DESCRIPTION OF THE TASK: Every line below containing the word "opened" should be found and copied.

(Collected data)
----
PR #1079, opened 2019-02-15
feat: add the time format setting to the profile creation

j-a-m-l:
## Proposed changes
That setting was on the profile edition, but not on the profile creation

## Types of changes

## Checklist

### DIFF
--- a/src/renderer/store/modules/session.js
+++ b/src/renderer/store/modules/session.js
@@ -145,7 +145,7 @@ export default {
       state.avatar = 'pages/new-profile-avatar.svg'
       state.background = null
       state.currency = MARKET.defaultCurrency
-      state.timeFormat = 'default'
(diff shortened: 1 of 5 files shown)


src/renderer/store/modules/session.js
```diff
@@ -145,7 +145,7 @@ export default {
       state.avatar = 'pages/new-profile-avatar.svg'
       state.background = null
       state.currency = MARKET.defaultCurrency
-      state.timeFormat = 'Default'
+      state.timeFormat = 'default'
```
luciorubeens: In other places was written capitalized:

```suggestion
      state.timeFormat = 'Default'
```

j-a-m-l: @luciorubeens thanks

PR #763, opened 2018-12-15
[on hold] refactor: remote sorting of delegate table

dated:
## Proposed changes

Adds remote sorting to the delegates table. This PR depends on arkecosystem/core#1731 and will be tested once possible.

## Types of changes

- [x] Refactoring (improve a current implementation without adding a new feature or fixing a bug)

## Checklist

- [x] I have read the [CONTRIBUTING](https://docs.ark.io/guidebook/contribution-guidelines/contributing.html) documentation
- [x] Lint and unit tests pass locally with my changes

PR #1080, opened 2019-02-15
feat: add remote sorting to delegate table

dated:
## Proposed changes

Adds remote sorting to the delegate table. Replaces #763

## Types of changes

## Checklist


src/renderer/services/client.js
```diff
@@ -137,20 +137,23 @@ export default class ClientService {
    * @param {Object} [query]
    * @param {Number} [query.page=1]
    * @param {Number} [query.limit=51]
+   * @param {String} [query.orderBy='rank:asc']
    * @return {Object[]}
    */
-  async fetchDelegates ({ page, limit } = {}) {
+  async fetchDelegates (options = {}) {
```
j-a-m-l: @dated , I'm curious, why do you prefer using `options` instead of destructuring the object here?

dated: Just for conformity in regards to the other methods, such as `fetchWalletTransactions`.

j-a-m-l:
Thanks, @dated

PR #1081, opened 2019-02-16
misc: configure the new Ark Shield address

j-a-m-l:
## Proposed changes
The address changed, so this PR, adds the new one, but it keeps the former too.

## Types of changes
- [x] Other... Please describe: configuration

## Checklist


j-a-m-l:
@alexbarnsley @luciorubeens @boldninja, should we remove the old address? Should we rename it to "Ark Shield (old)" instead?

dated:
the old address was completely removed on the explorer https://github.com/ArkEcosystem/explorer/pull/561, which makes more sense imho as the old one won't be used again as it seems.

j-a-m-l:
Maybe, but some users might find it useful knowing the former address. @boldninja what do you think?

PR #1102, opened 2019-02-25
chore: stage linted files before commit

dated:
## Proposed changes

Adds the `git add` command to the lint-staged config, to include linted files in commits.

## Types of changes

- [x] Other... Please describe: config

## Checklist

### DIFF
--- a/.lintstagedrc
+++ b/.lintstagedrc
@@ -1,0 +1,3 @@
+{
+    "*.{js,vue}": ["npm run lint:fix", "git add"]
+}
--- a/package.json
+++ b/package.json
@@ -226,12 +226,5 @@
     "hooks": {
       "pre-commit": "lint-staged"
     }
-  },
-  "lint-staged": {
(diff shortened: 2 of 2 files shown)


j-a-m-l:
@luciorubeens @alexbarnsley do you like the idea?

dated:
The reason behind this is that it's very easy to push un-linted files with the current setup.

j-a-m-l:
I understand, but maybe others, don't like the idea of pushing code that has been altered by a linter, without being reviewed: currently you have to accept manually the suggestions, so you are aware of the changes.

Since this change would affect the workflow of all the devs, asking to the rest of maintainers is a must.

dated:
> Since this change would affect the workflow of all the devs, asking to the rest of maintainers is a must.

Sure! Just wanted to explain myself :D the `core` repository uses the setup proposed here, but it's a matter of personal preference in the end.

PR #1108, opened 2019-02-28
refactor: synch dynamic fees only when `InputFee` is active

j-a-m-l:
## Proposed changes
These changes avoid making requests at the beginning to fetch the fee statistics of every network, and then, periodically to have them updated.
Now, only the current network is checked, but just in the case that `InputFee` component is active, because they are only used there.

This also improves the `Synchronizer` service, so, from now on, we could disable completely some actions until needed.

## Types of changes

## Checklist

### DIFF
--- a/src/renderer/components/Input/InputFee.vue
+++ b/src/renderer/components/Input/InputFee.vue
@@ -119,7 +119,8 @@ export default {
 
   data: () => ({
     chosenFee: 'AVERAGE',
-    step: 1e-8
+    step: 1e-8,
+    fee: 0
   }),
 
   computed: {
@@ -151,7 +152,6 @@ export default {
       if (this.feeChoices.MAXIMUM === this.feeChoices.AVERAGE) {
         return +this.fee === this.feeChoices.AVERAGE
       }
-
       return false
     },
     isAdvancedFee () {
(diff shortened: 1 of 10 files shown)


src/renderer/components/Input/InputFee.vue
```diff
@@ -203,50 +224,28 @@ export default {
...
-    /**
-     * Even if the network provides a fees higher than V1, it will be corrected
-     */
-    prepareFeeStatistics () {
-      let { avgFee, maxFee } = this.$store.getters['network/feeStatisticsByType'](this.transactionType)
-
-      avgFee = avgFee * 1e-8
-      this.$set(this.feeChoices, 'AVERAGE', avgFee < this.maxV1fee ? avgFee : this.maxV1fee)
+    // Fees should be synchronized only when this component is active
+    this.$synchronizer.focus('fees')
```
luciorubeens: I think the `call` method is enough, these values are not updated with this frequency:

```suggestion
    this.$synchronizer.call('fees')
```

j-a-m-l:
@luciorubeens I've updated the minimum fee part. It was intended to support getting the minimum fee from the statistics, but, since we aren't doing it, it wasn't necessary at all.

About the other change, the idea was keeping the fees as updated as possible only when the `InputFee` is visible (when the component is destroyed, the synchronizer action is paused again). Possibly the majority of users wouldn't use it, but I've added that to not leave any loose ends.

PR #2873, opened 2024-04-09
[Spark] Add drop support for InCommitTimestamp table feature

dhruvarya-db:

- [X] Spark
- [ ] Standalone
- [ ] Flink
- [ ] Kernel
- [ ] Other (fill in here)

## Description

Adds drop feature support for InCommitTimestamps. When the user runs DROP FEATURE, the following will happen if ICT is present in the PROTOCOL:
1. If any of the ICT-related properties are present, the first commit will:
   - Set `IN_COMMIT_TIMESTAMPS_ENABLED` = true
   - Remove `IN_COMMIT_TIMESTAMP_ENABLEMENT_VERSION` and `IN_COMMIT_TIMESTAMP_ENABLEMENT_TIMESTAMP`
2. A second commit will remove ICT from the protocol.

## How was this patch tested?

New tests in the DeltaProtocolVersionSuite for the following scenarios:
1. When ICT is enabled from commit 0 onwards.
2. When ICT is enabled in some commit after 0.
3.  Dropping when the feature is not there in protocol
4. Dropping when only one provenance property is present and even the enablement property is not present
5. Dropping when none of the table properties are present

Yes. Users will now be able to run ALTER TABLE <> DROP FEATURE inCommitTimestamps-dev on their tables.

### DIFF
--- a/spark/src/main/scala/org/apache/spark/sql/delta/DeltaOperations.scala
+++ b/spark/src/main/scala/org/apache/spark/sql/delta/DeltaOperations.scala
@@ -356,14 +356,6 @@ object DeltaOperations {
       "properties" -> JsonUtils.toJson(propKeys),
       "ifExists" -> ifExists)
   }
-  /** Recorded when the table properties are set and/or removed in the same commit. */
-  case class UpdateTableProperties(
-      setProperties: Map[String, String],
-      unsetProperties: Seq[String]) extends Operation("UPDATE TBLPROPERTIES") {
-    override val parameters: Map[String, Any] = Map(
-      "setProperties" -> JsonUtils.toJson(setProperties),
-      "unsetProperties" -> JsonUtils.toJson(unsetProperties))
-  }
   /** Recorded when dropping a table feature. */
   case class DropTableFeature(
       featureName: String,
--- a/spark/src/main/scala/org/apache/spark/sql/delta/DeltaOperations.scala
+++ b/spark/src/main/scala/org/apache/spark/sql/delta/DeltaOperations.scala
@@ -356,6 +356,14 @@ object DeltaOperations {
       "properties" -> JsonUtils.toJson(propKeys),
       "ifExists" -> ifExists)
   }
+  /** Recorded when the table properties are set and/or removed in the same commit. */
+  case class UpdateTableProperties(
+      setProperties: Map[String, String],
+      unsetProperties: Seq[String]) extends Operation("UPDATE TBLPROPERTIES") {
+    override val parameters: Map[String, Any] = Map(
+      "setProperties" -> JsonUtils.toJson(setProperties),
+      "unsetProperties" -> JsonUtils.toJson(unsetProperties))
+  }
   /** Recorded when dropping a table feature. */
   case class DropTableFeature(
       featureName: String,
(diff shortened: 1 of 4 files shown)


spark/src/main/scala/org/apache/spark/sql/delta/DeltaOperations.scala
```diff
@@ -356,6 +356,14 @@ object DeltaOperations {
       "properties" -> JsonUtils.toJson(propKeys),
       "ifExists" -> ifExists)
   }
+  /** Recorded when the table properties are set and/or removed in the same commit. */
+  case class UpdateTableProperties(
```
prakharjain09, line 360: Instead of introducing a new operation, could we reuse `UnsetTableProperties` ?

spark/src/test/scala/org/apache/spark/sql/delta/DeltaProtocolVersionSuite.scala
```diff
@@ -3571,6 +3571,150 @@ trait DeltaProtocolVersionSuiteBase extends QueryTest
...
+      // Remove the enablement property.
+      AlterTableUnsetPropertiesDeltaCommand(
+        DeltaTableV2(spark, deltaLog.dataPath),
+        Seq(DeltaConfigs.IN_COMMIT_TIMESTAMPS_ENABLED.key),
+        ifExists = true).run(spark)
+
+      AlterTableDropFeatureDeltaCommand(
+        DeltaTableV2(spark, deltaLog.dataPath),
+        InCommitTimestampTableFeature.name)
+        .run(spark)
```
prakharjain09, line 3711: Can we also add assertion over usage logs?

spark/src/test/scala/org/apache/spark/sql/delta/DeltaProtocolVersionSuite.scala
```diff
@@ -3571,6 +3571,150 @@ trait DeltaProtocolVersionSuiteBase extends QueryTest
...
+        DeltaTableV2(spark, deltaLog.dataPath),
+        Map(DeltaConfigs.IN_COMMIT_TIMESTAMP_ENABLEMENT_VERSION.key -> "1")).run(spark)
+      val snapshot1 = deltaLog.update()
+      assert(snapshot1.protocol.writerFeatureNames.contains(InCommitTimestampTableFeature.name))
+      // Ensure that the enablement property is not set.
+      assert(!DeltaConfigs.IN_COMMIT_TIMESTAMPS_ENABLED.fromMetaData(snapshot1.metadata))
+      assert(snapshot1.metadata.configuration.contains(
+        DeltaConfigs.IN_COMMIT_TIMESTAMP_ENABLEMENT_VERSION.key))
+
+      AlterTableDropFeatureDeltaCommand(
```
prakharjain09, line 3684: Same here - lets put some assertions on usage logs.

spark/src/test/scala/org/apache/spark/sql/delta/DeltaProtocolVersionSuite.scala
dhruvarya-db: Done

spark/src/test/scala/org/apache/spark/sql/delta/DeltaProtocolVersionSuite.scala
dhruvarya-db: Done

prakharjain09 (approved):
----
ANSWER:
PR #1079, opened 2019-02-15
PR #763, opened 2018-12-15
PR #1080, opened 2019-02-15
PR #1081, opened 2019-02-16
PR #1102, opened 2019-02-25
PR #1108, opened 2019-02-28
PR #2873, opened 2024-04-09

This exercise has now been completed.